En dan de tweede reden voor mijn kater: helaas heb ik gelijk gekregen. Het uitstel van de Koepel van Universiteiten voor het WOB-onderzoek is niet meer dan een uitstel. Iemand van de Erasmus Universiteit (Erasmus was trouwens bepaald geen vriend van het Joodse volk lang voor het bestaan van de Staat Israël in 1948) heeft het uitstel sluw aangegrepen om uit te leggen welke nobele bedoelingen er liggen in het clubje van Van Agt. Dit was natuurlijk te verwachten en daarom had ik al in de Joodse media gereageerd op het uitstel van de universiteiten en mijn terughoudendheid kenbaar gemaakt. Helaas had ik dus gelijk.
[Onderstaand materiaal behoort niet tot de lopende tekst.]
PR #1567, opened 2024-02-21
Allow to render TrustedHTML objects similar to SafeString

crypto:
# Summary
Currently [TrustedHTML](https://developer.mozilla.org/en-US/docs/Web/API/TrustedHTML) objects converted to strings during rendering before hitting DOM API that means all HTML insertions handled by default policy. That prevents as from migrating to Trusted Types. This change allows to render TrustedHTML objects similar to SafeString.

# Testing done

```
ok 2382 [integration] jit :: TrustedHTML > renders TrustedHTML similar to SafeString
ok 2383 [integration] jit :: TrustedHTML > renders TrustedHTML in attribute context as string
1..2686
# pass 2685
# skip 1
# todo 0
# fail 0
```

### DIFF
--- a/packages/@glimmer-workspace/integration-tests/test/trusted-html-test.ts
+++ b/packages/@glimmer-workspace/integration-tests/test/trusted-html-test.ts
@@ -1,0 +1,49 @@
+import type { TrustedTypePolicy, TrustedTypesWindow } from 'trusted-types/lib';
+
+import { jitSuite, RenderTest, test } from '..';
+
+let policy: TrustedTypePolicy | undefined;
+if (typeof window !== 'undefined') {
+  let trustedTypes = (window as unknown as TrustedTypesWindow).trustedTypes;
+  if (trustedTypes?.createPolicy) {
+    policy = trustedTypes.createPolicy('test', {
+      createHTML: (s: string) => s,
+      createScript: (s: string) => s,
+      createScriptURL: (s: string) => s,
+    });
+  }
+}
+
+export class TrustedHTMLTests extends RenderTest {
+  static suiteName = 'TrustedHTML';
+
+  @test
+  'renders TrustedHTML similar to SafeString'() {
+    if (!policy) return;
+
+    let html = '<b>test\'"&quot;</b>';
+    this.registerHelper('trustedHTML', () => {
+      return policy?.createHTML(html);
+    });
+
+    this.render('<div>{{trustedHTML}}</div>');
+    this.assertHTML('<div><b>test\'""</b></div');
+    this.assertStableRerender();
+  }
+
+  @test
+  'renders TrustedHTML in attribute context as string'() {
+    if (!policy) return;
+
+    let html = '<b>test\'"&quot;</b>';
+    this.registerHelper('trustedHTML', () => {
+      return policy?.createHTML(html);
+    });
+
+    this.render('<a title="{{trustedHTML}}">{{trustedHTML}}</a>');
+    this.assertHTML('<a title="<b>test\'&quot;&amp;quot;</b>"><b>test\'""</b></a>');
+    this.assertStableRerender();
+  }
+}
+
+jitSuite(TrustedHTMLTests);
--- a/packages/@glimmer/opcode-compiler/lib/opcode-builder/helpers/stdlib.ts
+++ b/packages/@glimmer/opcode-compiler/lib/opcode-builder/helpers/stdlib.ts
@@ -74,6 +74,11 @@ export function StdAppend(
         op(Op.AppendSafeHTML);
       });
 
+      when(ContentType.TrustedHTML, () => {
+        op(Op.AssertSame);
+        op(Op.AppendHTML);
+      });
+
       when(ContentType.Fragment, () => {
         op(Op.AssertSame);
         op(Op.AppendDocumentFragment);
--- a/packages/@glimmer/runtime/lib/compiled/opcodes/content.ts
+++ b/packages/@glimmer/runtime/lib/compiled/opcodes/content.ts
@@ -11,7 +11,7 @@ import { isObject } from '@glimmer/util';
 import { ContentType, CurriedType, Op } from '@glimmer/vm';
 
 import { isCurriedType } from '../../curried-value';
-import { isEmpty, isFragment, isNode, isSafeString, shouldCoerce } from '../../dom/normalize';
+import { isEmpty, isFragment, isNode, isSafeString, isTrustedHTML, shouldCoerce } from '../../dom/normalize';
 import { APPEND_OPCODES } from '../../opcodes';
 import DynamicTextContent from '../../vm/content/text';
 import { CheckReference } from './-debug-strip';
@@ -32,6 +32,8 @@ function toContentType(value: unknown) {
     return ContentType.Helper;
   } else if (isSafeString(value)) {
     return ContentType.SafeString;
+  } else if (isTrustedHTML(value)) {
+    return ContentType.TrustedHTML;
   } else if (isFragment(value)) {
     return ContentType.Fragment;
   } else if (isNode(value)) {
@@ -87,7 +89,7 @@ APPEND_OPCODES.add(Op.AppendHTML, (vm) => {
   let reference = check(vm.stack.pop(), CheckReference);
 
   let rawValue = valueForRef(reference);
-  let value = isEmpty(rawValue) ? '' : String(rawValue);
+  let value = isEmpty(rawValue) ? '' : isTrustedHTML(rawValue) ? rawValue as string : String(rawValue);
 
   vm.elements().appendDynamicHTML(value);
 });
--- a/packages/@glimmer/runtime/lib/dom/normalize.ts
+++ b/packages/@glimmer/runtime/lib/dom/normalize.ts
@@ -1,4 +1,5 @@
 import type { Dict, SimpleDocumentFragment, SimpleNode } from '@glimmer/interfaces';
+import type { TrustedTypesWindow } from 'trusted-types/lib';
 
 export interface SafeString {
   toHTML(): string;
@@ -41,6 +42,18 @@ export function shouldCoerce(
 
 export function isEmpty(value: unknown): boolean {
   return value === null || value === undefined || typeof (value as Dict).toString !== 'function';
+}
+
+let isHTML: ((value: unknown) => boolean) | undefined;
+if (typeof window !== 'undefined') {
+  let trustedTypes = (window as unknown as TrustedTypesWindow).trustedTypes;
+  if (trustedTypes?.isHTML) {
+    isHTML = trustedTypes?.isHTML.bind(trustedTypes);
+  }
+}
+
+export function isTrustedHTML(value: unknown): boolean {
+  return isHTML ? isHTML(value) : false;
 }
 
 export function isSafeString(value: unknown): value is SafeString {
--- a/packages/@glimmer-workspace/integration-tests/package.json
+++ b/packages/@glimmer-workspace/integration-tests/package.json
@@ -29,6 +29,7 @@
     "@simple-dom/document": "^1.4.0",
     "@simple-dom/serializer": "^1.4.0",
     "@simple-dom/void-map": "^1.4.0",
+    "@types/trusted-types": "^2.0.7",
     "js-reporters": "^2.1.0",
     "qunit": "^2.19.4",
     "simple-html-tokenizer": "^0.5.11"
--- a/packages/@glimmer/runtime/package.json
+++ b/packages/@glimmer/runtime/package.json
@@ -43,7 +43,8 @@
     "@glimmer/util": "workspace:^",
     "@glimmer/validator": "workspace:^",
     "@glimmer/vm": "workspace:^",
-    "@glimmer/wire-format": "workspace:^"
+    "@glimmer/wire-format": "workspace:^",
+    "@types/trusted-types": "^2.0.7"
   },
   "devDependencies": {
     "@glimmer-workspace/build-support": "workspace:^",
--- a/packages/@glimmer/vm/lib/content.ts
+++ b/packages/@glimmer/vm/lib/content.ts
@@ -7,4 +7,5 @@ export const ContentType = {
   Fragment: 5,
   Node: 6,
   Other: 8,
+  TrustedHTML: 9,
 } as const;


NullVoxPopuli:
Thanks for submitting this, this is neat!

crypto:
Nice, "All checks have passed"

NullVoxPopuli (approved):

NullVoxPopuli:
Of note, 
- `TrustedHTML` is (at this time) not supported by FireFox and Safari
  - Compatibility: https://developer.mozilla.org/en-US/docs/Web/API/TrustedHTML#browser_compatibility
  - Polyfill: https://github.com/w3c/trusted-types

packages/@glimmer/runtime/lib/dom/normalize.ts
```diff
@@ -43,6 +44,18 @@ export function isEmpty(value: unknown): boolean {
   return value === null || value === undefined || typeof (value as Dict).toString !== 'function';
 }
 
+let isHTML: ((value: unknown) => boolean) | undefined;
+if (typeof window !== 'undefined') {
+  let trustedTypes = (window as unknown as TrustedTypesWindow).trustedTypes;
```
NullVoxPopuli, line 49: this is a good way to progressively allow the feature for browsers that have it and not break in browsers that don't

packages/@glimmer-workspace/integration-tests/test/trusted-html-test.ts
```diff
@@ -0,0 +1,49 @@
...
+      return policy?.createHTML(html);
+    });
+
+    this.render('<div>{{trustedHTML}}</div>');
+    this.assertHTML('<div><b>test\'""</b></div>');
+    this.assertStableRerender();
+  }
+
+  @test
+  'renders TrustedHTML in attribute context as string'() {
```
NullVoxPopuli, line 35: this looks like it's (expectedly) still escaped (which we want!, because we don't want `trustedHTML` adding attributes -- should the test name be updated to explain this expectation?

crypto: Theoretically this not ideal, trustedHTML potentially, can contain HTML entities that means developers will not notice that attributes double encoded. But I keep this similar to SafeString.
> because we don't want trustedHTML adding attributes
Yes, but I think ideally both SafeString and TrustedHTML should be HTML decoded in attribute value context and set as value raw (not escaping from attribute value context). 
> should the test name be updated to explain this expectation
Yes, I'll be more verbose in test.

NullVoxPopuli: In the discord, in #dev-glimmer-vm, @chancancode suggested that this scenario should actually _error_, because TrustedHTML isn't meant for attributes, so the fact it can end up here is likely is a mistake at best, and we should help steer folks towards correct usage

crypto: I agree with that statement, but I don't want to make that radical decision by myself in this PR. I know that it would create a ton of unnecessary work to fix every instance of sanitized values used in attribute context.

packages/@glimmer/runtime/lib/compiled/opcodes/content.ts
```diff
@@ -87,7 +96,11 @@ APPEND_OPCODES.add(Op.AppendHTML, (vm) => {
   let reference = check(vm.stack.pop(), CheckReference);
 
   let rawValue = valueForRef(reference);
-  let value = isEmpty(rawValue) ? '' : String(rawValue);
+  let value = isEmpty(rawValue)
+    ? ''
+    : isTrustedHTML(rawValue)
+      ? (rawValue as string)
```
chancancode, line 102: This cast seems suspect

chancancode: I would think, if we made it here, we should have already checked and unwrapped the value?

packages/@glimmer/runtime/lib/dom/normalize.ts
```diff
@@ -43,6 +44,18 @@ export function isEmpty(value: unknown): boolean {
...
+  if (trustedTypes?.isHTML) {
+    isHTML = trustedTypes?.isHTML.bind(trustedTypes);
+  }
+}
+
+export function isTrustedHTML(value: unknown): boolean {
```
chancancode, line 55: `function isTrustedHTML(value: unknown): value is TrustedHTML` probably?

packages/@glimmer/runtime/lib/compiled/opcodes/content.ts
crypto: We can modify whole chain of functions to accept `string | TrustedHTML` type, but I thought we should keep it when decide to fully migrate glimmer to Trusted Types.

packages/@glimmer/runtime/lib/dom/normalize.ts
crypto: I really wanted to do that, and it is related to previous comment, we will need to modify whole chain of functions. I can create different PR to specifically that.

packages/@glimmer/opcode-compiler/lib/opcode-builder/helpers/stdlib.ts
```diff
@@ -74,6 +74,11 @@ export function StdAppend(
         op(Op.AppendSafeHTML);
       });
 
+      when(ContentType.TrustedHTML, () => {
+        op(Op.AssertSame);
+        op(Op.AppendHTML);
```
chancancode, line 79: Yeah, I see, (mis)using `AppendHTML` here is what caused you to need that unsafe `as string` cast in the other spot. It could probably be DRY-ed up a bit but the easiest thing to do would be just copy the `AppendSafeHTML` opcode into `AppendTrustedHTML` and use that here. 

The more ideal thing is to insert a step in between `Op.AssertSame` and `Op.AppendHTML` that pops the value of the stack, unwraps it, and puts the string value back, that way, `Op.AppendSafeHTML` doesn't need to exist and everything can just use `Op.AppendHTML`

packages/@glimmer/runtime/lib/dom/normalize.ts
crypto: Maybe keep it until more browsers support Trusted Types. Firefox planned to do that.

NullVoxPopuli: >  Firefox planned to do that.

Do you have a reference? I'd like to update https://github.com/glimmerjs/glimmer-vm/pull/1567#issuecomment-1957989082 with the status of implementation and all that

packages/@glimmer/opcode-compiler/lib/opcode-builder/helpers/stdlib.ts
crypto: I've reused AppendHTML because we don't make modifications to TrustedHTML unlike SafeString. It reflects behavior similar to 
```
foo.innerHTML = trustedHTML
```
we use same DOM methods for 'string' and TrustedHTML, if not casting to string we even wouldn't need this PR.

> The more ideal thing is to insert a step in between Op.AssertSame and Op.AppendHTML that pops the value of the stack, unwraps it, and puts the string value back, that way, Op.AppendSafeHTML doesn't need to exist and everything can just use Op.AppendHTML

that scares me a bit, I don't know engine good enough to make these changes.

packages/@glimmer/runtime/lib/dom/normalize.ts
crypto: https://github.com/mozilla/standards-positions/issues/20#issuecomment-1853427823

packages/@glimmer/opcode-compiler/lib/opcode-builder/helpers/stdlib.ts
crypto: > So your intention is to actually pass the value all the way through to the DOM functions so it works in whatever stricter environment that would have errored if you do innerHTML(string)

exactly, simply don't break our html we want to render

> SSR/SimpleDOM

It should work with polifill, I also don't think this is concern of Glimmer. Glimmer doesn't create TrustedHTML objects and doesn't try to render them, it simply doesn't modify them.

packages/@glimmer/runtime/lib/dom/normalize.ts
NullVoxPopuli: thank you!

packages/@glimmer/runtime/lib/compiled/opcodes/content.ts
crypto: I've added  TrustedHTML for appendHTML methods, let's see if we have any issues

chancancode: Yeah, that's what I am trying to say, if you follow the types it'll lead you to the places where this doesn't just work. We can certainly consider changing/adding the requirement to simple-dom, we rarely do, but if this is a platform feature I think we can make a case for it; ultimately if you need it to make it all the way to the DOM (to satisfy CSP requirements, for example), then I think that's what this would entail. To just make it not error, we can unwrap it, but sounds like that may not be enough for you.

crypto: https://github.com/ember-fastboot/simple-dom/blob/master/packages/%40simple-dom/interface/index.d.ts#L99
html should be unknown, not string. Since insertAdjacentHTML can accept any value and stringify it.

chancancode: simple-dom (as the README pointed out) isn't trying to model the entire DOM API, it's trying to model a small subset of the functionality that we actually need, as little as possible to make it work for our SSR use cases, it deliberately does not try to support all the features

chancancode: For example, it also doesn't have `.innerHTML = `, because just `insertAdjacentHTML` was enough to cover all the use cases we have (and in this case, it's a blessing because otherwise we would have to implement the TrustedHTML support in multiple places)

crypto: that passed validation without modification of 
https://github.com/glimmerjs/glimmer-vm/blob/1cb493b128a9c6704482a1775a478aac20259935/packages/%40glimmer/runtime/lib/dom/operations.ts#L69
Do you want me to do other changes?

chancancode: Yes, we definitely still have to plumb this through to simple-dom. I am actually not sure why TypeScript is not catching the TypeError, but essentially the problem is you changed the interface without changing the implementations, so for example, in places like these, it's all going to be problematic:

https://github.com/glimmerjs/glimmer-vm/blob/main/packages/%40glimmer/runtime/lib/dom/operations.ts#L69-L74

https://github.com/glimmerjs/glimmer-vm/blob/1cb493b128a9c6704482a1775a478aac20259935/packages/%40glimmer/node/lib/node-dom-helper.ts#L23-L25

The code is a bit odd, because the primary implementation of `insertHTMLBefore` is on a class that doesn't claim to implement the interface you modified, so no type error there. But this extends and implement it, so it should be caught there, but it wasn't: https://github.com/glimmerjs/glimmer-vm/blob/main/packages/%40glimmer/runtime/lib/dom/api.ts#L18

Anyway missing type errors aside, there are some real, a bit tedious but solvable problems, there are also a few more things to think through around attributes (and then the grunt work to actually plumb it through, get simple-dom released, etc), so it may be a while before we can land this.

crypto: I've changed it back to not change interface of insertHTMLBefore.

crypto: If you think it will take a while, I suggest to taking small steps and in this PR just stringify TrusteHTML, but render it as HTML.

crypto: > more things to think through around attributes
Let me explain why I'm against error on rendering TrustedHTML on attribute context.

I've tested LinkedIn where we use SafeString in attribute context. Almost everywhere, it's related to our i18n system. Every i18n string is like small HTML template where all params HTML encoded, not every i18n string contains HTML tags, but potentially every string can contain HTML entities, like `&nbsp;`. For this reason i18n helper uses htmlSafe for every i18n string. And obviously same htmlSafe strings used in attribute context. If wea are going to replace SafeString with TrustedHTML it will not change anything. Throwing errors would completely prevent migration to TrustedHTML.

I would recommend to keep same behavior as SafeString, and in best case don't stringify TrusteHTML object.

Another point is DOM API, some attributes require TrustedHTML to work, for example iframe.srcdoc
```
trustedTypes.getAttributeType('iframe', 'srcdoc') // TrustedHTML
```
https://developer.mozilla.org/en-US/docs/Web/API/TrustedTypePolicyFactory/getAttributeType

NullVoxPopuli: Thanks for walking through those use cases. That's helpful, and I'm fine with not throwing

chancancode:
I discussed this with @wycats and here is a summary of the things we discussed.

In general:
* It's great that the platform feature is gaining traction and it probably supersedes the Ember side RFCs
* Indeed eventually this can be something that the browsers handle for us and we won't have to worry about it, some day we can deprecate `SafeString`
* That being said, it's probably still early/premature to RFC the `SafeString` deprecation or even recommend using trusted types to users generally, as it is only implemented by one browser and still going through changes
* But it makes sense to unblock (not get in the way of) those who are adopting the feature early

Research:
* The prevailing consensus is that as `expression` is not a thing anymore, CSS is no longer considered an _injection_ (XSS) vector, but it is still very much an _exfiltration_ vector
* The current proposal decided that for v1, [it will only cover XSS](https://github.com/w3c/trusted-types/issues/104#issuecomment-514329496), and does not currently do anything for exfiltration and other vectors
* It is [planned](https://github.com/w3c/trusted-types/issues/241) that the feature can be expanded to cover other surfaces down the road with additional CSP opt-ins

For content position:
* It makes sense to allow `{{{this.someTrustedHTML}}}`
* To make that work, it will require plumbing it through to `@simple-dom/interfaces`:
  * Introduce a branded/opaque types for `TrustedHTML`, and any other trusted types we ended up using
  * `insertAdjacentHTML` needs to accept `TrustedHTML`
  * Introduce a `SimpleTrustedTypes` – a subset interface of `TrustedTypePolicyFactory` with the corresponding `is*` methods
  * Implementations need to be updated to match (specifically, SSR/rehydration) to account for those
* One additional challenge is that we currently we assume we can just pass around the `SimpleDocument` and have all the DOM APIs we need, with this change that is no longer the case, we need to somehow be able to accept and pass around `SimpleTrustedTypes` as well
  * We need to figure out how that is supposed to be configured (both here and in Ember)
  * In particular, that is relevant for fastboot/SSR, if we don't do this correctly all your `{{{this.someTrustedHTML}}}` will ended up being escaped

For attributes:
* Because the trusted types stringifies into their underlying values, for the most part, this already "work"
* ...except in the few cases where the v1 feature currently cares, i.e. `getAttributeType(...) !== null`, or `getPropertyType(...) !== null`
* For these to really work, similarly we need to plumb the logic to `@simple-dom/interfaces`:
  * We need to add `getAttributeType()` and `getPropertyType()` to `SimpleTrustedTypes`
  * `setAttribute`/`setAttributeNS` needs to accept the trusted types
  * Implementations need to be updated to match (specifically, SSR/rehydration) to account for those
* We have similar logic [here](https://github.com/glimmerjs/glimmer-vm/blob/main/packages/%40glimmer/runtime/lib/vm/attributes/dynamic.ts), we can consider deferring to `SimpleTrustedTypes.getAttributeType()`, however
  * There may be cases where we don't currently require a `SafeString` but `getAttributeType()` returns non-null, these are arguably cases that are currently missed but it may be too much of a breaking change to just start requiring them
  * Conversely, we currently cover a wider surface than the V1 API: for example, we have a warning for `styles={{...}}` that can be silenced with a `SafeString`
    * We are _not_ going to allow `TrustedHTML` to bypass the warning – the V1 API does not intend to provide any protection against the exfiltration vectors, if we allow `TrustedHTML` to bypass the style warning, we are conferring additional meaning to the type that the spec does not intend
    * If the spec expands to cover the exfiltration vectors, it may (and I would argue likely) introduce/require new trusted types (e.g. `TrustedCSS`) for these positions, so it would actually be incorrect to encourage developers to use `TrustedHTML` for this purpose today
    * **So, `TrustedHTML` is not going to be a complete replacement of `SafeString` today**. There are cases where you currently need a `SafeString` today that you can't simply replace with a `TrustedHTML` (or any of the other trusted types)

So overall, we think this is certainly a worthwhile feature to pursue, it's a bit of a project to get it implemented correctly, but a fairly bounded one.

If you think it would help enough to land a version where we simply stringify, and if you think that helps enough with your use case (keep in mind that it will still trigger CSP warnings because it won't make it all the way to the DOM APIs), we can certainly explore that. However, I'm not sure that would be much less work than doing everything correctly – the PR as it stands is still problematic, because we can't just rely on accessing the trusted types on the global object in SSR/fastboot, and if we are going to fix that we may as well do everything else?

Does LinkedIn not need this to work in SSR/fastboot?

chancancode:
> Internally we will be using object similar to SafeString or Trusted Types polyfill, I don't see issues with SSR. We will make sure that it works.

I don't think you can. FastBoot/SSR runs in a [sandboxed environment](https://github.com/ember-fastboot/ember-cli-fastboot/blob/master/packages/fastboot/src/sandbox.js#L15-L39), so as it stand, what would happen is that there will be no `window.TrustedType` in SSR, and `isHTML()` will always return false, and so if you try to render `{{this.someTrustedHTML}}` there it will get escaped contrary to what you want.

NullVoxPopuli:
in fastboot's sandboxed environment, you could provide an implementation for `TrustedHTML`, yeah?

is this feasible? or not worth it? :shrug:

```js
./config/fastboot.js
module.exports = function () {
  return {
    buildSandboxGlobals(defaultGlobals) {
      return {
        ...defaultGlobals,
        fetch,
        AbortController,
  ReadableStream:
          typeof ReadableStream !== 'undefined'
            ? ReadableStream
            : require('node:stream/web').ReadableStream,
        WritableStream:
          typeof WritableStream !== 'undefined'
            ? WritableStream
            : require('node:stream/web').WritableStream,
        TransformStream:
          typeof TransformStream !== 'undefined'
            ? TransformStream
            : require('node:stream/web').TransformStream,
        Headers: typeof Headers !== 'undefined' ? Headers : undefined,
        // custom stuff here
        TrustedHTML: YourImplementationHere       
      }
    }
  }
};
```

crypto:
I just planned to use this code to generate TrustedHTML objects:

```
let createTrustedHTML: (s: string) => TrustedHTML;
let isTrustedHTML: (s: unknown) => boolean;
const trustedTypes = window.trustedTypes;
if (trustedTypes?.createPolicy && trustedTypes?.isHTML) {
  const policy = trustedTypes.createPolicy('jSecure', {
    createHTML: (s: string) => s
  });
  createTrustedHTML = (s: string) => policy.createHTML(s);
  isTrustedHTML = (value: unknown) => trustedTypes.isHTML(value);
} else {
  // if Trusted Types are not available, create object similar to Ember.js SafeString
  class HTML extends String {
    toHTML(): string {
      return this.toString();
    }
  }
  createTrustedHTML = (s: string) => new HTML(s) as unknown as TrustedHTML;

  isTrustedHTML = (value: unknown): boolean => {
    return (
      value !== null &&
      typeof value === 'object' &&
      'toHTML' in value &&
      typeof (value as HTML).toHTML === 'function'
    );
  };
}
```

chancancode:
It think it should probably get passed here: https://github.com/ember-fastboot/ember-cli-fastboot/blob/242683f4137ca3dbcd53fdc0d8cc65f4055e3b57/packages/fastboot/src/ember-app.js#L362-L374

Along side the `document: new SimpleDOM.Document()` would be `trustedTypes: { ... }`

chancancode:
> is this feasible? or not worth it? 🤷

It's not that different from the plan I laid out, the main difference is that we would only define a strict subset in `Simple.TrustedType`, so you wouldn't have be implement the parts that we don't care about, and it won't force you to assign that to the global, because your polyfill may be incomplete, may not work with other libraries, etc.

Which is the same reason why you don't just set `document` to `new Simple.Document()` in that hook, because `Simple.Document` is missing a lot of things that are on the real `Document`, and if you make it globally available, it could break other code/library that tries to feature-detect `document` and do stuff with it.

crypto:
Asking some experts about CSS exfiltration, I believe style attribute is not that bad. And htmlSafe doesn't provide security benefits there.
https://twitter.com/shafigullin/status/1761166166687617133
https://portswigger.net/research/blind-css-exfiltration

chancancode:
That would be a pretty strong claim with a pretty high bar to clear, and there are additional considerations for client side JS apps.

Off the top of my head, a scenario would be that you have `style={{...}}` on a conditionally rendered element, then you can use a background image url to determine the fact that the element was rendered. At minimum, that could convey the fact that a e-mail/message was opened/read, or inferring what kind of access a user has, etc.

Besides exfiltration, it is also a phishing vector, e.g. re-positioning a comment/message box directly over a password field, hiding important warning text, that kind of stuff.

We can certainly discuss whether we originally meant to protect users against that kind of threat, or was it just meant for XSS because expressions were a thing back then. My recollection was that it was for both, and it was added in response to (or at least around the same time) industry experts calling out this kind of vectors in Angular/other frameworks. But in any case, that is not a small change that we are just going to make in a PR without an RFC.

crypto:
I'm checking Discord conversation
https://discord.com/channels/480462759797063690/480502165434138624/1209976708082696222
> but also, CSP would also have blocked innerHTML = "<script>...</script>

For this specific reason CSP have additional directives:
[script-src-elem](https://developer.mozilla.org/en-US/docs/Web/HTTP/Headers/Content-Security-Policy/script-src-elem)
[script-src-attr](https://developer.mozilla.org/en-US/docs/Web/HTTP/Headers/Content-Security-Policy/script-src-attr)

wycats:
Some big-picture thoughts:

## The Status Quo

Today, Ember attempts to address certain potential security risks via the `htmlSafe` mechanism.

Een goede vriend van mij had mij laten weten dat het onjoods is om negatief te denken en dat ik juist de brief van de Koepel van Universiteiten als positief moest beschouwen. Uiteraard zie ik die brief als positief, maar daarmee is het antisemitisme op universiteiten echt niet verdwenen.
Enfin, dit is een dagboek en geen klaagzang! Mijn Blouma en ik waren op bezoek bij een van de bestuurders van Joods Nederland. We zijn beiden even oud en hebben dus ook dezelfde ervaring met Joods Nederland. Geweldig om te horen op hoeveel fronten dit bestuurdersechtpaar, want ze zaten en zitten beiden in vele besturen, actief is en was. Mensen die in de schaduw van de oorlog keihard hebben gevochten om Joods Nederland weer overeind te krijgen. Heel veel hebben ze ook gedaan voor Israël, veel eer hebben ze gekregen, maar bijna evenzoveel kritiek en afgunst. Maar juist die afgunst en die tegenwerking zijn het bewijs dat ze echt goed bezig zijn en waren. Laat ik nou gedacht hebben dat alleen tegenwerking bij rabbijnen bestaat!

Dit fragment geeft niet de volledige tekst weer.